Cohesin-mediated DNA loop extrusion enables gene regulation by distal enhancers through the establishment of chromosome structure and long-range enhancer-promoter interactions. The best characterized cohesin-related structures, such as topologically associating domains (TADs) anchored at convergent CTCF binding sites, represent static conformations. Consequently, loop extrusion dynamics remain poorly understood. To better characterize static and dynamically extruding chromatin loop structures, we use MNase-based 3D genome assays to simultaneously determine CTCF and cohesin localization as well as the 3D contacts they mediate. Here we present CTCF Analyzer (with) Multinomial Estimation (CAMEL), a tool that identifies CTCF footprints at near base-pair resolution in CTCF MNase HiChiP. We also use Region Capture Micro-C to identify a CTCF-adjacent footprint that is attributed to cohesin occupancy. We leverage this substantial advance in resolution to determine that the fully extruded (CTCF-CTCF loop) state is rare genome-wide with locus-specific variation from ~1-10%. We further investigate the impact of chromatin state on loop extrusion dynamics and find that active regulatory elements impede cohesin extrusion. These findings support a model of topological regulation whereby the transient, partially extruded state facilitates enhancer-promoter contacts that can regulate transcription.

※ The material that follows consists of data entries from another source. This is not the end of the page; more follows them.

PR #117, opened 2021-05-13
35228/refactor nlp

simon-tarr:
This PR contains refactored NLP code. At present, the code isn't wrapped in a Celery task, so I would avoid running this on a large list of values. In addition, you must provide descriptions via the admin interface for ScanReportValues, or via the form in the web mapping tool for ScanReportFields. As an aside, it might be worth creating a DevOps task to allow _value_ descriptions to be added/updated from the web tool interface.

The functionality operates at two levels: the Field and Value level.

If you set ScanReportField to `pass_from_source`, this means that we only send the _field description_ to the NLP service. In other words, we don't want to map individual ScanReportValue's for this field. Fields you'd typically set as `pass_from_source` are height, age, weight etc (i.e. continuous variables).

If ScanReportField is _not_ set to `pass_from_source` then the code will process _all_ values associated with that field. Once the code has finished running, conceptIDs from NLP will be displayed in blue. Black text is reserved for those conceptIDs that a user has manually inputted.

You won't get any return from NLP if (1) It simply can't find a term for your text string (2) You've forgotten to add a field/value description, so you end up sending a blank field to NLP.

NOTE - At the moment, the redirect forwards the user to the _values_ page associated with the field. This is so that it's easy to see when you come back to the task what field you ran it on (if I just returned them to the scanreportfield page, there's no way to tell)


api/mapping/services_nlp.py
```diff
@@ -1,19 +1,305 @@
...
+    for url in post_response_url:
 
-def nlp_single_string(pk, dict_string):
+        req = requests.get(url, headers=headers)
+        job = req.json()
+
+        while job["status"] != "succeeded":
+            req = requests.get(url, headers=headers)
+            job = req.json()
+            print("Waiting...")
```
py5gol, line 31: Replace with logging, please.

api/mapping/services_nlp.py
```diff
@@ -1,19 +1,305 @@
...
+            time.sleep(3)
+        else:
+            get_response.append(job["results"])
+            print("Done!")
```
py5gol, line 35: Replace with logging, please.

api/mapping/services_nlp.py
```diff
@@ -1,19 +1,305 @@
...
+                                    dict_entry["id"],
+                                    entity["text"],
+                                    entity["category"],
+                                    entity["confidenceScore"],
+                                    link["dataSource"],
+                                    link["id"],
+                                ]
+                            )
+
+    print('CODES >>>', codes)
```
py5gol, line 69: Replace with logging, please.

api/mapping/services_nlp.py
```diff
@@ -1,19 +1,305 @@
...
+        )
+        item.append(x[1].concept_id)
+        codes_dict.append(dict(zip(keys, item)))
+
+    return codes_dict
+
+
+def start_nlp(search_term):
+
+    print(">>>>> Running NLP in services_nlp.py for", search_term)
```
py5gol, line 100: Replace with logging, please.

api/mapping/services_nlp.py
```diff
@@ -1,19 +1,305 @@
...
+    field = ScanReportField.objects.get(pk=search_term)
```
py5gol, line 101: What is search_term? Is it the scanreportfield id?

api/mapping/services_nlp.py
```diff
@@ -1,19 +1,305 @@
...
+    scan_report_id = field.scan_report_table.scan_report.id
+
+    # Define NLP things
+    url = "https://ccnett2.cognitiveservices.azure.com/text/analytics/v3.1-preview.3/entities/health/jobs?stringIndexType=TextElements_v8"
```
py5gol, line 105: Can we extract this to the env file?

api/mapping/services_nlp.py
```diff
@@ -1,19 +1,305 @@
...
+
+    # Create empty list to later hold job URLs
+    post_response_url = []
 
+    # Checks to see if the field is 'pass_from_source'
+    # If True, we pass field-level data i.e. a single string (field description)
+    # If False, we pass all values associated with that field
+    if field.pass_from_source:
+
+        print(">>> Working at field level...")
```
py5gol, line 119: Replace with logging, please.

api/mapping/services_nlp.py
```diff
@@ -1,19 +1,305 @@
...
+                nlp_entity=item["nlp_entity"],
+                nlp_entity_type=item["nlp_entity_type"],
+                nlp_confidence=item["nlp_confidence"],
+                nlp_vocabulary=item["nlp_vocab"],
+                nlp_concept_code=item["nlp_code"],
+                concept=concept,
+                content_object=scan_report_field,
+            )
+
+    else:
```
py5gol, line 173: These two if conditions are long, and could got into functions to improve readability.

api/mapping/services_nlp.py
```diff
@@ -1,19 +1,305 @@
...
+            scan_report__id=scan_report_id)
+        neg_assertions = assertions.values_list("negative_assertion")
+
+        # Grab values associated with the ScanReportField
+        # Remove values in the negative assertions list
+        scan_report_values = ScanReportValue.objects.filter(
+            scan_report_field=search_term
+        ).filter(~Q(value__in=neg_assertions))
+
+        # Create list of items to be sent to the NLP service
```
py5gol, line 187: This section could/should be a functon.

api/mapping/services_nlp.py
```diff
@@ -1,19 +1,305 @@
...
+
+        # Mini function to see if all conceptIDs are the same
+        def all_same(items):
+            return all(x == items[0] for x in items)
+
+        # Check each item in values and see whether NLP got a result
+        # If NLP finds something, save the result to ScanReportConcept
+        # If all conceptIDs across vocabs are the same, save only SNOMED
+        # Else save each conceptID to ScanReportConcept
+        for value in scan_report_values:
```
py5gol, line 249: This could/should be in another function.

api/mapping/services_nlp.py
```diff
@@ -1,19 +1,305 @@
...
+                            nlp_entity=item["nlp_entity"],
+                            nlp_entity_type=item["nlp_entity_type"],
+                            nlp_confidence=item["nlp_confidence"],
+                            nlp_vocabulary=item["nlp_vocab"],
+                            nlp_concept_code=item["nlp_code"],
+                            concept=concept,
+                            content_object=scan_report_value,
+                        )
+
+    return True
```
py5gol, line 299: Why does it return True?

api/mapping/services_nlp.py
```diff
@@ -1,19 +1,305 @@
...
+
+
+def nlp_single_string(pk, dict_string):
```
py5gol, line 302: This function name could reflect what happens in it. Example: get_concept_id_list_from_nlp_string?

api/mapping/services_nlp.py
```diff
@@ -67,12 +353,12 @@ def nlp_single_string(pk, dict_string):
 
     return True
```
py5gol, line 354: Why does it return True?

api/mapping/services_nlp.py
```diff
@@ -67,12 +353,12 @@ def nlp_single_string(pk, dict_string):
...
 def get_json_from_nlpmodel(json):
-    
     """
     A small function to process the JSON string saved in NLPModel
     """
-    
+
     # Define which codes we want to keep. Add more here as required.
     codes = []
     keep = ["ICD9", "ICD10", "RXNORM", "SNOMEDCT_US"]
```
py5gol, line 364: I think this list is defined multiple times. Can you extract it to a common place?

api/mapping/services_nlp.py
```diff
@@ -114,8 +400,7 @@ def get_json_from_nlpmodel(json):
     full_results = pd.concat(results, ignore_index=True)
```
py5gol, line 400: Pandas??

api/mapping/templates/mapping/scanreportvalue_list.html
```diff
@@ -2,64 +2,84 @@
...
+    </ol>
+</nav>
 
-    <h2>Values</h2>
-
-    <div>
-        <table class="table" style="float:left;">
-            <thead>
+<h2>Values</h2>
+{{scan_report_concept}}
```
py5gol, line 21: Do we need it here?

py5gol (changes requested):

api/mapping/services_nlp.py
simon-tarr: @py5gol I've been meaning to speak to you about this. I think I mentioned it previously but I was wondering if we ought to keep our list of vocabs in a mini-model so they are available across the whole site (if needed). Might be a bit overkill, so let me know what you think.

api/mapping/services_nlp.py
simon-tarr: Yes. Do you want me to change this to something else @py5gol?

api/mapping/services_nlp.py
simon-tarr: Sure, but why? We only use it once in the whole application.

api/mapping/services_nlp.py
simon-tarr: Does the function have to return anything? It's not actually returning any data back to the view - it's job is to just save data to ScanReportConcept. Once it finishes opn line 297 there is nothing left to return back to views.py.

I set `return True` as I wasn't sure what else I should return.

api/mapping/services_nlp.py
simon-tarr: I've deleted this function because we no longer need it now NLP is integrated at the field/value level.

api/mapping/templates/mapping/scanreportvalue_list.html
simon-tarr: Nope, deleted! Must've been a hangover from something I was testing.

api/mapping/services_nlp.py
simon-tarr: Removed.

api/mapping/services_nlp.py
simon-tarr: As an aside, now that the old functions at the bottom of services_nlp.py have been removed, this list does only apear once in the entire NLP code. A model may therefore be overkill. Let me know what you think @py5gol

py5gol (approved):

Fig. 1. MNase CTCF HiChIP data contains short (~<80 bp) CTCF-protected fragments and longer (~>120 bp) nucleosome-protected fragments.

A Schematic illustrating relationship between short fragments and observed ligations. B Schematic illustrating how the fragment length results from MNase cutting around bound proteins of different sizes. Created in BioRender. Aryee, M. (2025) https://BioRender.com/g98u240C Fragment length distribution for all fragments (top plot) and fragments overlapping occupied CTCF motifs (lower plot). Occupied CTCF motifs are defined here as CTCF motifs within 30 bp of a CTCF ChIP-seq peak summit. D Bar plot quantifying the frequency of different fragment lengths genome-wide and how often each fragment length group overlaps an occupied CTCF motif. Occupied CTCF motifs are defined here as CTCF motifs within 30 bp of a CTCF ChIP-seq peak summit. E Fragment coverage metaplot +/− 500 bp around CTCF binding sites. Schematic below the coverage metaplot illustrates the likely proteins producing these peaks. Schematic created in BioRender. Aryee, M. (2025) https://BioRender.com/g98u240 (F) Plot (E) stratified by fragment length.

Fig. 2. True CTCF binding sites have a bimodal strand-specific distribution centered on the CTCF motif.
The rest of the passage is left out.